Note: The following is Dr. Ben Sells’ address to students, faculty and staff during Ouachita’s August 2024 convocation chapel.
With Convocation, we bring together new and returning students with faculty and staff to formally begin the academic year.
Once a week, we pause campus life for Chapel. We come together to sing, to pray, to hear scripture, and to be encouraged. Together. Chapel is a priority at Ouachita. It’s a priority for me. I rarely miss it – I like being with you during this time.
Ouachita was “born” in September 1886. Next Monday, we’ll celebrate our 138th birthday. Recently, I’ve been thinking about why Ouachita has sustained being a Christ-centered learning community for 138 years. It’s remarkable when we consider there are fewer than 200 distinctly Christian universities like Ouachita in the country.
The people of Ouachita are doing something that’s difficult and different. So why have we been able to do this for so long? And how do we keep it going?
Scripture tells us every good gift comes from the Lord, so the short answer is the grace of God. What is the role of students, faculty, and staff in sustaining and strengthening what makes Ouachita, Ouachita?

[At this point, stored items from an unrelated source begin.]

PR #282, opened 2017-01-05
Sous status

nyarly:
Accomplished here: config/serving named servers.

There's some work towards a test of the StatusPoller happy path - it's the only
test currently failing. :)

Goal would be to finish that test (mostly around constructing the right
statusJSON, I think) and confirm that the statuspoller itself works. Incidentally, constructing the JSON by hand is something of an experiment. It may be more effective simply to arrange the appropriate structs and serialize them... We lose some "does it handle incomplete or weird input" there, but I'm unsold on the value.

After that, I'd like to proceed to adding some tests for intermediate states,
making calls directly to StatusPoller/subPoller methods.

### DIFF
--- a/cli/sous_update_test.go
+++ b/cli/sous_update_test.go
@@ -3,45 +3,21 @@ package cli
 import (
 	"testing"
 
-	"github.com/opentable/sous/config"
 	"github.com/opentable/sous/graph"
 	sous "github.com/opentable/sous/lib"
 )
 
-var getIDsTests = []struct {
-	Flags       config.DeployFilterFlags
+type getIDsTestCase struct {
+	Flags       sous.ResolveFilter
 	SL          sous.ManifestID
 	ExpectedSID sous.SourceID
 	ExpectedDID sous.DeployID
 	ExpectedErr string
-}{
-	{
-		ExpectedErr: "You must select a cluster using the -cluster flag.",
-	},
-	{
-		Flags:       config.DeployFilterFlags{Cluster: "blah"},
-		ExpectedErr: "You must provide the -tag flag.",
-	},
-	{
-		Flags:       config.DeployFilterFlags{Cluster: "blah", Tag: "nope"},
-		ExpectedErr: `Version "nope" not valid: unexpected character 'n' at position 0`,
-	},
-	{
-		Flags:       config.DeployFilterFlags{Cluster: "blah", Tag: "nope"},
-		ExpectedErr: `Version "nope" not valid: unexpected character 'n' at position 0`,
-	},
-	{
-		Flags:       config.DeployFilterFlags{Cluster: "blah", Tag: "1.0.0"},
-		SL:          sous.MustParseManifestID("github.com/blah/blah"),
-		ExpectedSID: sous.MustParseSourceID("github.com/blah/blah,1.0.0"),
-		ExpectedDID: sous.DeployID{Cluster: "blah",
-			ManifestID: sous.ManifestID{Source: sous.SourceLocation{Repo: "github.com/blah/blah"}}},
-	},
 }
 
 func TestGetIDs(t *testing.T) {
-	for _, test := range getIDsTests {
-		sid, did, err := getIDs(test.Flags, test.SL)
+	test := func(test getIDsTestCase) {
+		sid, did, err := getIDs(&test.Flags, test.SL)
 		if err != nil {
 			if test.ExpectedErr == "" {
 				t.Error(err)
@@ -62,6 +38,29 @@ func TestGetIDs(t *testing.T) {
 			t.Errorf("got DeployID %q; want %q", did, test.ExpectedDID)
 		}
 	}
+
+	test(getIDsTestCase{
+		ExpectedErr: "update: You must select a cluster using the -cluster flag.",
+	})
+	test(getIDsTestCase{
+		Flags:       sous.ResolveFilter{Cluster: "blah"},
+		ExpectedErr: "update: You must provide the -tag flag.",
+	})
+	test(getIDsTestCase{
+		Flags:       sous.ResolveFilter{Cluster: "blah", Tag: "nope"},
+		ExpectedErr: `update: Version "nope" not valid: unexpected character 'n' at position 0`,
+	})
+	test(getIDsTestCase{
+		Flags:       sous.ResolveFilter{Cluster: "blah", Tag: "nope"},
+		ExpectedErr: `update: Version "nope" not valid: unexpected character 'n' at position 0`,
+	})
+	test(getIDsTestCase{
+		Flags:       sous.ResolveFilter{Cluster: "blah", Tag: "1.0.0"},
+		SL:          sous.MustParseManifestID("github.com/blah/blah"),
+		ExpectedSID: sous.MustParseSourceID("github.com/blah/blah,1.0.0"),
+		ExpectedDID: sous.DeployID{Cluster: "blah",
+			ManifestID: sous.ManifestID{Source: sous.SourceLocation{Repo: "github.com/blah/blah"}}},
+	})
 }
 
 var updateStateTests = []struct {
@@ -140,13 +139,15 @@ type DummyStateManager struct{}
 func (dsm *DummyStateManager) WriteState(s *sous.State) error  { return nil }
 func (dsm *DummyStateManager) ReadState() (*sous.State, error) { return nil, nil }
 
+//XXX should actually drive interesting behavior
 func TestSousUpdate_Execute(t *testing.T) {
 	dsm := &DummyStateManager{}
 	su := SousUpdate{
-		StateReader: graph.StateReader{StateReader: dsm},
-		StateWriter: graph.StateWriter{StateWriter: dsm},
-		GDM:         graph.CurrentGDM{Deployments: sous.MakeDeployments(0)},
-		Manifest:    graph.TargetManifest{Manifest: &sous.Manifest{}},
+		StateReader:   graph.StateReader{StateReader: dsm},
+		StateWriter:   graph.StateWriter{StateWriter: dsm},
+		GDM:           graph.CurrentGDM{Deployments: sous.MakeDeployments(0)},
+		Manifest:      graph.TargetManifest{Manifest: &sous.Manifest{}},
+		ResolveFilter: &sous.ResolveFilter{},
 	}
 	su.Execute(nil)
 }
--- a/ext/docker/image_mapping_test.go
+++ b/ext/docker/image_mapping_test.go
@@ -117,8 +117,8 @@ func TestReharvest(t *testing.T) {
 		AllNames:      []string{cn, in},
 	})
 	nc.dump(os.Stderr)
-	Log.Debug.SetOutput(os.Stderr)
-	Log.Vomit.SetOutput(os.Stderr)
+	//Log.Debug.SetOutput(os.Stderr)
+	//Log.Vomit.SetOutput(os.Stderr)
 	err = nc.GroomDatabase()
 	assert.NoError(err)
 	nc.dump(os.Stderr)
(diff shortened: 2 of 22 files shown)


nyarly:
This is, pending automatic review, ready to go.

server/handle_servers.go
```diff
@@ -12,7 +12,8 @@ type (
 	}
 
 	server struct {
-		URL string
+		ClusterName string
```
alrs: Same issue as noted previously with adding members to a struct: Is there any code that expects to s := &server{"http://example.com"}?

lib/status_poller.go
```diff
@@ -18,7 +18,8 @@ type (
 
 	// copied from server - avoiding coupling to server implemention
 	server struct {
-		URL string
+		ClusterName string
```
nyarly: I refer to http://labix.org/gopkg.in (the bottom discusses semver and structs). Since `server` itself isn't exported, it's not much of an issue. The purpose here is to serialize to and from JSON, and for this very reason the client has a corresponding struct rather than e.g. both drawing from a DTO package.

server/handle_servers.go
nyarly: None exists. Generally speaking I'd also worry about code being written, but it's considered bad form. `go vet` scolds you, for instance.

ext/docker/image_mapping_test.go
```diff
@@ -117,8 +117,8 @@ func TestReharvest(t *testing.T) {
 		AllNames:      []string{cn, in},
 	})
 	nc.dump(os.Stderr)
-	Log.Debug.SetOutput(os.Stderr)
-	Log.Vomit.SetOutput(os.Stderr)
+	//Log.Debug.SetOutput(os.Stderr)
```
nyarly: Honestly, I'd like to have a nicer way to do something like this. I find that I often want to enable debugging again anywhere that I've enabled it once, so I habitually comment out this kind of code rather than deleting it outright. In the actual production code, I'd be more loath to let it linger, but I'm less concerned in testing code.

lib/status_poller.go
samsalisbury: I concur, since it's not exported we don't need to worry here, and serialisation of structs to/from to JSON  doesn't care about order. In general, as @nyarly noted below, we should not use positional members to create values of types exported from other packages.

server/handle_servers.go
samsalisbury: True, go vet scolds. Furthermore, since the number of fields have changed from 1 to 2, compilation of `s := &server{"http://example.com"}` would also fail now, since when using positional field values you must specify every field, both exported and non-exported.

lib/httpclient.go
```diff
@@ -246,7 +251,13 @@ func (client *HTTPClient) httpRequest(req *http.Request) (*http.Response, error)
 
 	rz.Body = NewReadDebugger(rz.Body, func(b []byte, n int, err error) {
 		Log.Vomit.Printf("Client <- %s %q: %d", req.Method, req.URL, rz.StatusCode)
-		Log.Vomit.Print(string(b))
+		comp := &bytes.Buffer{}
+		if err := json.Compact(comp, b); err != nil {
+			Log.Vomit.Print(string(b))
```
samsalisbury: I feel like we should be printing the error here as well since we captured it?

samsalisbury: Can we also return early here to avoid the `else` case and resultant indentation? See https://github.com/golang/go/wiki/CodeReviewComments#indent-error-flow

lib/status_poller.go
```diff
@@ -188,15 +185,17 @@ func (sub *subPoller) start(rs chan statPair, done chan struct{}) {
...
 		select {
-		case <-time.Tick(time.Second / 2):
+		case <-ticker.C:
 			stat := sub.pollOnce()
 			rs <- statPair{url: sub.URL, stat: stat}
 			if stat >= ResolveComplete {
 				return
 			}
 		case <-done:
+			ticker.Stop()
```
samsalisbury: I wonder if this should be done using `defer` after `NewTicker` on line 188? Otherwise we leak the ticker on line 195.

lib/status_poller_test.go
```diff
@@ -5,14 +5,37 @@ import (
...
+	checkString(ResolveErred, "ResolveErred")
+	checkString(ResolveComplete, "ResolveComplete")
+	checkString(ResolveState(1e6), "unknown (oops)")
+
+	for rs := ResolveNotStarted; rs <= ResolveComplete; rs++ {
+		if rs.String() == "unknown (oops)" {
+			t.Errorf("ResolveState %d doesn't have a string", rs)
+		}
+	}
+}
```
samsalisbury: Heh, this test made me chuckle, but I guess these strings are part of the public interface, so making changing them hard is a good idea.

lib/status_poller_test.go
```diff
@@ -93,6 +120,7 @@ func TestStatusPoller(t *testing.T) {
 	otherSrv := httptest.NewServer(http.HandlerFunc(h))
 
 	repoName := "github.com/opentable/example"
+
 	serversJSON = []byte(`{
```
samsalisbury: Unless we are explicitly testing serialisation, I agree with your earlier suggestion that we may be better off using sous types to construct this object, and serialise it in the test. Obvs not blocking over this, just seeing the bug fix for SourceID here made it clearer that we might be best off going that way. I guess we should have some kind of integration test that checks bytes-in and bytes-out to make sure we don't accidentally change the public interface though.

cli/sous_update_test.go
```diff
@@ -62,6 +38,29 @@ func TestGetIDs(t *testing.T) {
...
+		Flags:       sous.ResolveFilter{Cluster: "blah", Tag: "nope"},
+		ExpectedErr: `update: Version "nope" not valid: unexpected character 'n' at position 0`,
+	})
+	test(getIDsTestCase{
+		Flags:       sous.ResolveFilter{Cluster: "blah", Tag: "1.0.0"},
+		SL:          sous.MustParseManifestID("github.com/blah/blah"),
+		ExpectedSID: sous.MustParseSourceID("github.com/blah/blah,1.0.0"),
+		ExpectedDID: sous.DeployID{Cluster: "blah",
+			ManifestID: sous.ManifestID{Source: sous.SourceLocation{Repo: "github.com/blah/blah"}}},
+	})
```
samsalisbury: Interesting pattern, do you find this easier to read than the old slice of structs [TableDrivenTests](https://github.com/golang/go/wiki/TableDrivenTests) approach? To me it's exactly equivalent. One issue with the old implementation that persists with this one afaik is that we did not print out the index of the test case, making it slightly harder to track down which one failed. I guess now we would get a better stack trace, but that's not printed by default in the test output, so each failure would be attributed to one of the lines of the `test` func.

I think this pattern would be better if the test func returned an error, and we wrapped each case in

    if err := test(...); err != nil {
        t.Error(err)
    }

As that would tell us exactly which test case failed, by line number.

Alternatively, the original slice of structs approach could be modified to print the index of the failing test case. Not blocking over any of this, but want to have the discussion. I would like our tests to be more uniform in general, as we have quite a few patterns in use at the moment, but I guess it's a hard problem to solve universally.

lib/httpclient.go
```diff
@@ -231,7 +231,12 @@ func (client *HTTPClient) httpRequest(req *http.Request) (*http.Response, error)
 	} else {
 		req.Body = NewReadDebugger(req.Body, func(b []byte, n int, err error) {
 			Log.Vomit.Printf("Client -> %s %q", req.Method, req.URL)
-			Log.Vomit.Print(string(b))
+			comp := &bytes.Buffer{}
+			if err := json.Compact(comp, b); err != nil {
+				Log.Vomit.Print(string(b))
```
samsalisbury: I wonder if we should print the error since we captured it?

ext/docker/image_mapping_test.go
samsalisbury: Yeah I prefer not to see commented code either, but we have limited debugging options at the moment, so I try to ignore these as they do sometimes come in handy. Ideally we should use something like [godebug](https://github.com/mailgun/godebug) or else have fine-grained control of debug output via flags or env vars. Until we have worked out a decent alternative though, I'm happy to leave this stuff in.

nyarly: I'm pretty much on board with all of this. I've actually started to contemplate writing a trashy package like "quickdebug" or something that's a thin wrapper on log so that it would be easy to test if it'd been left in (i.e. grep for "quickdebug" and fail CI if it's there.) That would also obviate the need to do SetOutput and SetFlags calls, so I wouldn't feel like there was value to leaving this stuff in.

Complete pie in the sky: Erlang has a library in their stdlib called 'dbg', where you can essentially write a little filter program to instrument your code after the fact. For instance, you can say "I'd like you to log every call to a method in package X, with it's arguments" or "When X:Y/3 is called, log its arguments, and also log when it returns, and its return value." Having used it a bit, I've found that it's *exactly* what I want in any println style debugging, doesn't have the drawback of littering code with extraneous logging lines, and encourages function modularity (because if there's a point in the code you'd like to log, it's easiest to extract a function at that point, and give it a name that will be meaningful in logging.) In the end, I prefer it  100% to an inline debugger for most circumstances. Given that there's mechanisms for instrumenting go code (i.e. the way gofmt and go cover work), I wonder if it would be possible to write such a tool for Go... in our copious free time :)

lib/httpclient.go
nyarly: The reason to capture an error here was just to ensure that we logged *something;* as I comment, though, if the JSON doesn't compact for logging, it'd be nice to have some explanation as to why.

lib/httpclient.go
nyarly: Not without breaking the body logging code out into its own function, which might itself be worth doing. It's quick enough, I might issue a PR for this in the next 5-10, though.

lib/status_poller.go
nyarly: That's absolutely how this should be done.

lib/status_poller_test.go
nyarly: To be honest, most of these were written to effect a respectable level of coverage. As I was writing them, I realized that there was the case (that I'd worried about in the first place) that the iota constants might not stay in sync with their String(), which is where this came from. The Strings are used only for user information, but that is a public interface...

lib/status_poller_test.go
nyarly: Yeah, I wouldn't write another test this way, but it was a good reminder that SourceLocations serialize as 'repo,offset' not { Repo: ,Offset: }

cli/sous_update_test.go
nyarly: The motivation for switching this over was actually that I was getting segfault panics. Because of the table driven approach, the source of the failure wasn't immediately apparent. Converting to a "function table" meant the panic backtrace led directly to the issue (the switch to a pointer meant that the table was passing nil instead of a zero struct...  once I realized what the issue is I changed the test code to pass an address of it's zero rather than nil.)

I actually really like the example given in [TableDrivenTests](https://github.com/golang/go/wiki/TableDrivenTests) (point of fact, I used table tests for years in Ruby when it was appropriate). But I think there are some salient details about that example that make it useful and appropriate. The crux of the matter is that the actual test loop has only one conditional, which is the test itself. Possibly, multiple test conditionals would be okay (i.e. if you were checking that an Equal() method is reflexive...), but the practice of examining the table case row to figure out what kind of test this is makes following the tests much harder. (There's a whole side conversation to be had about WET vs DRY here.) Related, the example there is able to use anonymous structs, because all the fields are always assigned, which makes the "table" much clearer. If nothing else "you can use anonymous structs" serves as a rule of thumb for "the test loop is clear enough."

What I've found with table tests in general is that I usually reach for them when I have many related test cases, but that I usually realize that the test cases differ *just enough* that the table driver gets too complicated.

Big picture, I've been trying to set aside the feeling that Go's stdlib testing package is too spare, but the variations in testing patterns springs from trying to cover its (IMO) deficiencies. Specifically, I think a testing tool needs direct support for [Four Phase Testing](https://robots.thoughtbot.com/four-phase-test) - table tests, for instance, are a way to reuse a pair of setup/verify phases across different exercises. If I were starting a large scale Go project from scratch, today, I'd probably insist on something like Testify or Goconvey. But I don't think we should try to backport that into our existing Sous tests, and I think there's valuable experience with Go testing still to be had by doing things from scratch.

While there are several good answers, this morning I want to suggest one. It begins with a story.
Unsettled and Devastated
Thirty years ago, in 1994, life appeared to be great for Lisa and me. We owned our first home, had three young children, lived close to grandparents, were involved in our church, and had completed graduate school. I served as a Baptist college vice president.
Yet, we were unsettled. We sensed a strong calling from the Lord to serve as international missionaries.
After college, we spent a year in China, which had just opened to foreigners. That experience expanded our world and gripped our hearts. In 1994, we said, “Lord, here we are. Send us to a difficult and unreached place in the world to help people and to share the good news of Jesus Christ.”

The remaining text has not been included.